EXERCISE DATA:
PR #180, opened 2024-01-22
add sqrt price to price and vice versa conversion and tests

zielvna:


sdk/src/utils.ts
```diff
@@ -299,3 +299,11 @@ const isArray = (value: any): boolean => {
 const isObject = (value: any): boolean => {
   return typeof value === 'object' && value !== null
 }
+
+export const sqrtPriceToPrice = (sqrtPrice: SqrtPrice): bigint => {
```
wojciech-cichocki, line 303: Add the type `Price`. This type will help to avoid mistakes when passing `Price` and `SqrtPrice`

wojciech-cichocki (changes requested):

PR #181, opened 2024-01-22
add parse liquidity on ticks function

zielvna:


sdk/src/utils.ts
```diff
@@ -308,3 +309,20 @@ export const sqrtPriceToPrice = (sqrtPrice: SqrtPrice): Price => {
 export const priceToSqrtPrice = (price: Price): SqrtPrice => {
   return sqrt(price * getSqrtPriceDenominator())
 }
+
+interface LiquidityParsedTick {
+  liquidity: Liquidity
+  index: bigint
+}
+
+export const parseLiquidityOnTicks = (ticks: Tick[]): LiquidityParsedTick[] => {
```
wojciech-cichocki, line 318: use `LiquidityTick | Tick` type

sdk/src/utils.ts
```diff
@@ -308,3 +309,20 @@ export const sqrtPriceToPrice = (sqrtPrice: SqrtPrice): Price => {
 export const priceToSqrtPrice = (price: Price): SqrtPrice => {
   return sqrt(price * getSqrtPriceDenominator())
 }
+
+interface LiquidityParsedTick {
```
wojciech-cichocki, line 313: `LiquidityBreakpoint` is more accurate name for what this struct represents

sdk/src/utils.ts
wojciech-cichocki, line 318: according to name in struct name you can rename this function: `calculateLiquidityBreakpoints`

wojciech-cichocki (changes requested):

PR #187, opened 2024-01-24
refactor sdk and update index file

zielvna:


sdk/src/schema.ts
```diff
@@ -101,3 +101,8 @@ export type ContractOptions = {
   refTime: number
   proofSize: number
 }
+
+export interface Result<T, E> {
```
wojciech-cichocki, line 105: There was discussion about this topic before. All in all, we decided to follow the TypeScript convention for handling errors. Therefore:
1. Always return an "ok" result without any wrapper.
2. Do not add `Error` to the function signature.
3. Instead of returning an error, throw it, and then use the catch statement

Based on these decisions, this interface should not be used

wojciech-cichocki (changes requested):

sdk/src/invariant.ts
```diff
@@ -507,7 +499,7 @@ export class Invariant {
     amount: TokenAmount,
     byAmountIn: boolean,
     sqrtPriceLimit: SqrtPrice
-  ): Promise<QuoteResult> {
+  ): Promise<Result<QuoteResult, InvariantError>> {
```
wojciech-cichocki, line 502: https://github.com/invariant-labs/protocol-a0/pull/187/files#r1465819320

sdk/src/index.ts
```diff
@@ -1,177 +1,164 @@
...
+  const api = await initPolkadotApi(Network.Local) // initialize api, use enum to specify the network
 
-    const deltaYUp = getDeltaY(sqrtPriceA, sqrtPriceB, liquidity, true)
-    const deltaYDown = getDeltaY(sqrtPriceA, sqrtPriceB, liquidity, false)
-    console.log(deltaYUp)
-    console.log(deltaYDown)
-  }
+  // initialize account, you can use your own wallet by pasting mnemonic phase
+  const keyring = new Keyring({ type: 'sr25519' })
+  const account = await keyring.addFromUri('//Alice')
```
wojciech-cichocki, line 23: Here, `await` is not required as `addFromUri` isn't an `async` function

sdk/src/index.ts
```diff
@@ -1,177 +1,164 @@
...
-  console.log(
-    'test account balance: ',
-    (await getBalance(api, testAccount.address)).balanceFormatted
-  )
+  // approve token x transfer
+  await psp22.setContractAddress(poolKey.tokenX)
+  await psp22.approve(account, invariant.contract.address.toString(), amount)
+
+  // get estimated result of swap
+  const quoteResult = await invariant.quote(account, poolKey, true, amount, true, getMinSqrtPrice())
```
wojciech-cichocki, line 104: IMO, we can simplify the `invariant,quote` interface by removing `target_sqrt_price`. This parameter could be automatically set as either `min_sqrt_price` or `max_sqrt_price` depending on the swap direction (`xToY`).

sdk/src/index.ts
```diff
@@ -1,177 +1,164 @@
...
-  const blockNumber = await api.query.system.number()
-  for (let i = 0; i < 3; i++) {
-    const previousBlockNumber = (blockNumber as unknown as number) - 1 - i
-    const previousBlockHash = await api.query.system.blockHash(previousBlockNumber)
-    const apiAt = await api.at(previousBlockHash.toString())
-    const events = await apiAt.query.system.events()
-    console.log((events as any).length)
+  // throw an error if quote fails (it means that swap is not possible)
+  if (!quoteResult.ok) {
+    throw new Error(`quote returned an error: ${quoteResult.err?.toString()}`)
```
wojciech-cichocki, line 108: https://github.com/invariant-labs/protocol-a0/pull/187/files#r1465819320

wojciech-cichocki (changes requested):

wojciech-cichocki (changes requested):
After merge this PR, align it with docs

wojciech-cichocki (approved):

PR #188, opened 2024-01-25
Refactor sdk

Sniezka1927:


sdk/math/wasm_helpers.rs
```diff
@@ -112,59 +109,43 @@ macro_rules! resolve {
...
+    upper_tick_fee_growth_outside_y: FeeGrowth,
+    pool_current_tick_index: i32,
+    pool_fee_growth_global_x: FeeGrowth,
+    pool_fee_growth_global_y: FeeGrowth,
+    position_fee_growth_inside_x: FeeGrowth,
+    position_fee_growth_inside_y: FeeGrowth,
+    position_liquidity: Liquidity,
+) -> TrackableResult<TokenAmounts> {
     let (fee_growth_inside_x, fee_growth_inside_y) = calculate_fee_growth_inside(
         lower_tick_index as i32,
```
wojciech-cichocki, line 128: Is casting to `as i32` still required here?

sdk/src/consts.ts
```diff
@@ -0,0 +1,2 @@
+export const DEFAULT_REF_TIME = 1250000000000
```
wojciech-cichocki, line 1: Currently, there are two sources of constants: here and `.env`. We can eliminate all references to `.env`, such as `dotenv.config()`. Some constants are useful and should be transferred from `.env` to `consts.ts`. These constants include:

```bash
WAZERO_ADDRESS="5EFDb7mKbougLtr5dnwd5KDfZ3wK55JPGPLiryKq4uRMPR46"
ACCOUNT_URI="//Alice"
LOCAL="ws://localhost:9944"
CHAIN="alephzero-testnet"
```
Instead of loading from `.env` or using hardcoded values, we can import them from `consts.ts`

sdk/src/schema.ts
```diff
@@ -73,22 +79,21 @@ export type InvariantEventType =
 
 export interface TxResult {
   hash: string
-  events: InvariantEventType[]
 }
 
 export type CreatePositionTxResult = {
   hash: string
-  events: [CreatePositionEvent]
+  events: CreatePositionEvent[]
```
wojciech-cichocki, line 86: Are you sure you want to incorporate array here? The `create_position` entrypoint always emits one event in case of success.

Just reminder of the difference:
- `events: [CreatePositionEvent]` - This syntax is using tuple type. In TS, tuple is array with **fixed number** of elements whose types are known, but need not be the same. In this case, the tuple is defined to have exactly one element of type `CreatePositionEvent`. It's quite specific in its length and the type of its elements
- `events: CreatePositionEvent[]` - This syntax defines an array of `CreatePositionEvent` type. Unlike a tuple, this array can have **any number of elements** (including zero), but all elements must be of the `CreatePositionEvent` type. It's more flexible in terms of the number of elements it can contain.

wojciech-cichocki (changes requested):

sdk/src/utils.ts
```diff
@@ -212,15 +219,11 @@ export const calculateSqrtPriceAfterSlippage = (
...
-  return (
-    sqrt(
-      ((sqrtPrice * sqrtPrice) / getSqrtPriceDenominator()) *
-        multiplier *
-        getSqrtPriceDenominator() *
-        getPercentageDenominator()
-    ) / getPercentageDenominator()
-  )
+  const price = sqrtPriceToPrice(sqrtPrice)
+  const slippagePercentage =
```
wojciech-cichocki, line 223: Include `priceToSqrtPrice` function here:
```Typescript
export const calculateSqrtPriceAfterSlippage = (
  sqrtPrice: SqrtPrice,
  slippage: Percentage,
  up: boolean
): SqrtPrice => {
  const multiplier = getPercentageDenominator() + (up ? slippage : -slippage)
  const price = sqrtPriceToPrice(sqrtPrice)
  const priceWithSlippage = price * multiplier * getPercentageDenominator()
  const sqrtPriceWithSlippage = priceToSqrtPrice(priceWithSlippage) / getPercentageDenominator()
  
  return sqrtPriceWithSlippage
}
```

wojciech-cichocki (changes requested):

wojciech-cichocki (changes requested):
Remove references to `process.env`.
So remove functions:
- getEnvTestAccount
- getEnvAccount

In the `initPolkadotApi` function, eliminate references to `process.env` and instead use `consts.ts`

sdk/math/wasm_helpers.rs
```diff
@@ -106,59 +106,43 @@ macro_rules! resolve {
...
+        .to_fee(position_liquidity))?;
     let tokens_owed_y = ok_or_mark_trace!(fee_growth_inside_y
-        .unchecked_sub(FeeGrowth::new(position_fee_growth_inside_y))
-        .to_fee(Liquidity::new(position_liquidity)))
-    .map_err(|e| e.to_string())?;
-
-    Ok(serde_wasm_bindgen::to_value(&TokenAmounts {
+        .unchecked_sub(position_fee_growth_inside_y)
+        .to_fee(position_liquidity))?;
+    Ok(TokenAmounts {
```
wojciech-cichocki, line 142: Is this struct still required? Can we replace it with tuple struct?

wojciech-cichocki (changes requested):

PR #193, opened 2024-01-27
refactor sdk

zielvna:


sdk/src/schema.ts
```diff
@@ -71,30 +70,16 @@ export type InvariantEventType =
...
   hash: string
-  events: [CrossTickEvent, SwapEvent] | [SwapEvent]
+  events: T
 }
 
-export type SwapRouteTxResult = {
-  hash: string
-  events: (CrossTickEvent | SwapEvent)[]
-}
+export type TxResult = TxResultInterface<InvariantEventType[]>
```
wojciech-cichocki, line 78: There should also be a result type for responses without events. While it's possible to use an empty array, this follows a soft-typed style.

I suggest using the `extends` interface to add an `events` field - this solves the problem, and we do not compromise with generics

`TxResult {hash}`
`EventTxResult extends TxResult {events}`

sdk/tests/math.test.ts
```diff
@@ -112,7 +112,8 @@ describe('check get liquidity by x', async () => {
         tokensOwedX: 0n,
         tokensOwedY: 0n
       }
-      await positionEquals(position, expectedPosition)
+      console.log(expectedPosition, position)
```
wojciech-cichocki, line 115: `console.log` leftover

wojciech-cichocki (changes requested):

sdk/src/utils.ts
```diff
@@ -96,7 +97,7 @@ export async function sendTx(
   data: any[],
   waitForFinalization: boolean = true,
   block: boolean = true
-): Promise<TxResult> {
+): Promise<EventTxResult<any>> {
```
wojciech-cichocki, line 96: `EventTxResult<any> | TxResult `?

sdk/src/utils.ts
```diff
@@ -24,27 +26,36 @@ import {
...
+    const chain = getSubstrateChain('alephzero-testnet')
+
     if (!chain) {
       throw new Error('chain not found')
     }
+
+    const { api } = await initApi(chain, { noInitWarn: true })
+    return api
+  } else if (network === Network.Mainnet) {
+    const chain = getSubstrateChain('alephzero-mainnet')
```
wojciech-cichocki, line 49: Use const for this and similar cases

wojciech-cichocki (changes requested):

wojciech-cichocki (approved):

PR #198, opened 2024-02-06
move wasm and add it as workspace to sdk

zielvna:


wojciech-cichocki (changes requested):
Have you tried publishing this registry to test it?
I encountered an error during publishing: 'Hard link is not allowed'

wojciech-cichocki (changes requested):
What is the process of publishing now? I run `build.sh`, then `npm publish`, and still get error: "Hard link is not allowed"

wojciech-cichocki (approved):

PR #199, opened 2024-03-14
Updated PoolKeys struct

Sniezka1927:


src/contracts/collections/pool_keys.rs
```diff
@@ -1,41 +1,65 @@
...
-            .iter()
-            .position(|vec_pool_key| *vec_pool_key == pool_key)
-            .ok_or(InvariantError::PoolKeyNotFound)?;
+        let extracted_pool_key = self.get(pool_key);
+        if extracted_pool_key.is_none() {
+            return Err(InvariantError::PoolKeyNotFound);
+        }
 
-        self.pool_keys.remove(index);
+        let pool_key_index = extracted_pool_key.unwrap();
```
wojciech-cichocki, line 37: The syntax, when you first check `is_none()`/`is_some()` and then `unwrap` on the same object, can be replaced with a `match Some/None` pattern.

I'm not entirely certain if this case is correct for all edge cases, but here's a valid match Some/None schema:

```Rust
  match self.get(pool_key) {
      Some(pool_key_index) => {
          self.pool_keys.remove(&pool_key);
          self.pool_keys_by_index.remove(&pool_key_index);
          self.pool_keys_length -= 1;
          Ok(())
      },
      None => Err(InvariantError::PoolKeyNotFound),
  }
```

src/contracts/collections/pool_keys.rs
```diff
@@ -1,41 +1,65 @@
...
 
+        self.pool_keys.remove(pool_key);
+        self.pool_keys_by_index.remove(pool_key_index);
+        self.pool_keys_length -= 1;
         Ok(())
     }
 
-    pub fn contains(&self, fee_tier_key: PoolKey) -> bool {
-        self.pool_keys.contains(&fee_tier_key)
```
wojciech-cichocki, line 34: earlier implementation of this function looks strange. was there bug here previously?

src/contracts/collections/pool_keys.rs
```diff
@@ -1,41 +1,65 @@
...
+    pub fn contains(&self, pool_key: PoolKey) -> bool {
+        self.pool_keys.get(pool_key).is_some()
     }
 
-    pub fn get_all(&self) -> Vec<PoolKey> {
-        self.pool_keys.clone()
+    pub fn get_all(&self, size: u8) -> Result<Vec<PoolKey>, InvariantError> {
+        if size > 220 {
```
wojciech-cichocki, line 50: The best option is to save this value (`220`) as a constant with an explanation of the calculations, similar to the size limits we previously defined

src/e2e/create_pool.rs
```diff
@@ -306,4 +306,43 @@ pub mod e2e_tests {
...
+
+        let alice = ink_e2e::alice();
+
+        add_fee_tier!(client, InvariantRef, dex, fee_tier, alice).unwrap();
+
+        // size of PoolKeys = 32+32+8+2 = 74 bytes, max size of ink! storage cell is 16384 bytes
+        // that is 16384 - 32 (first 32B is the size of vec) = 16352 bytes left for memory
+        // 16352 / 74 = 220 elements. Adding 221st element will panic because of not enough memory in the storage cell
+
+        let amount_of_pools_to_create = 1000;
```
wojciech-cichocki, line 326: Have you tried the maximum value limited by length? `2^16 - 1 = 65535`

wojciech-cichocki (changes requested):

src/contracts/collections/pool_keys.rs
Sniezka1927: It was working correctly, the `self.pool_keys.contains(...)` was calling a vec
[method](https://doc.rust-lang.org/std/vec/struct.Vec.html#method.contains)

wojciech-cichocki (approved):

PR #200, opened 2024-03-14
Add metadata

Sniezka1927:


sdk/tests/get-tickmap.test.ts
```diff
@@ -1,10 +1,10 @@
 import { Keyring } from '@polkadot/api'
 import { assert } from 'chai'
-import { Invariant } from '../src/invariant'
-import { Network } from '../src/network'
-import { PSP22 } from '../src/psp22'
-import { assertThrowsAsync } from '../src/testUtils'
-import { initPolkadotApi, integerSafeCast, newFeeTier, newPoolKey } from '../src/utils'
+import { Invariant } from '../src/invariant.js'
```
wojciech-cichocki, line 3: what is the reason for these changes in the file extensions?

src/e2e/mod.rs
```diff
@@ -1,24 +1,24 @@
-pub mod add_fee_tier;
-pub mod change_fee_receiver;
-pub mod change_protocol_fee;
-pub mod claim;
-pub mod constructor;
-pub mod create_pool;
-pub mod cross;
-pub mod cross_both_side;
+// pub mod add_fee_tier;
```
wojciech-cichocki, line 1: probably only for testing purposes

wojciech-cichocki (changes requested):

src/contracts/storage/tickmap.rs
```diff
@@ -249,11 +261,25 @@ impl Tickmap {
...
+
         self.bitmap.insert(
             (chunk, pool_key),
             &flip_bit_at_position(returned_chunk, bit),
         );
     }
+
+    pub fn store_initialized_chunk(&mut self, pool_key: PoolKey, chunk: u16) {
+        let mut vec = self.initialized_chunks.get(pool_key).unwrap_or_default();
+        vec.push(chunk);
```
wojciech-cichocki, line 276: Will these chunks not be saved multiple times here if I initialize multiple ticks in one chunk? (If this is true, then checking if the chunk is added may be too expensive)

wojciech-cichocki (changes requested):

wojciech-cichocki (changes requested):

PR #212, opened 2024-03-18
Cross testnet tests

Sniezka1927:


sdk/tests/crosses-testnet.test.ts
```diff
@@ -0,0 +1,78 @@
+import { Keyring } from '@polkadot/api'
+import { assert } from 'chai'
+import { isTokenX } from '../src/index.js'
+import { Invariant } from '../src/invariant.js'
+import { Network } from '../src/network.js'
+import { PSP22 } from '../src/psp22.js'
+import { ContractOptions } from '../src/schema.js'
+import { initPolkadotApi, integerSafeCast, newFeeTier, newPoolKey } from '../src/utils.js'
+
+describe('crosses', async () => {
```
wojciech-cichocki, line 10: can you exclude this test from the basic test e2e and let it be a separate command?

wojciech-cichocki: Also try to add tests with more detailed descriptions. For example: 'Validate limitation of number of crosses in atomic swap"

wojciech-cichocki (changes requested):

wojciech-cichocki (approved):

PR #221, opened 2024-05-05
Wasm publish script

Sniezka1927:


sdk/publish-wasm.sh
```diff
@@ -0,0 +1,18 @@
...
+./package.sh
+
+jq '.name = "@invariant-labs/a0-sdk-wasm"' src/wasm/pkg/package.json > temp.json && mv temp.json src/wasm/pkg/package.json
+
+if [ -z "$1" ]; then
+    echo "Please provide the version to publish."
+    exit 1
+fi
+
+jq ".version = \"$1\"" src/wasm/pkg/package.json > temp.json && mv temp.json src/wasm/pkg/package.json
```
wojciech-cichocki, line 15: what about `"type": "module"`?

wojciech-cichocki (changes requested):

sdk/publish-wasm.sh
Sniezka1927: the type is set with the `./package.sh` script invoked before changing the name of wasm package

PR #4547, opened 2023-01-02
Fix writing functions of time in observer, bind Domain items in Python

nilsvu:
## Proposed changes

- Functions of time were not written by evolution executables because they are stored in the _mutable_ global cache. This is now fixed, and I updated the test volume H5 file in the repo with output from the current EvolveScalarWave3D executable.
- Bind Domain and FunctionsOfTime in Python so they can be read from H5 volume files.
- Add an `inertial_coordinates` function in Python that uses the Domain and FunctionsOfTime to map logical to inertial coords. This will allow things like interpolation routines in Python, and plotting the Lagrange interpolation in DG elements.

### Code review checklist

  Then open `index.html`.
  `new feature` if appropriate.


src/Domain/Python/InertialCoordinates.cpp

WHAT YOU ARE ASKED TO DO:
The expected answer is one number: how many lines of the material contain the word "tuple".

EXERCISE ANSWER:
3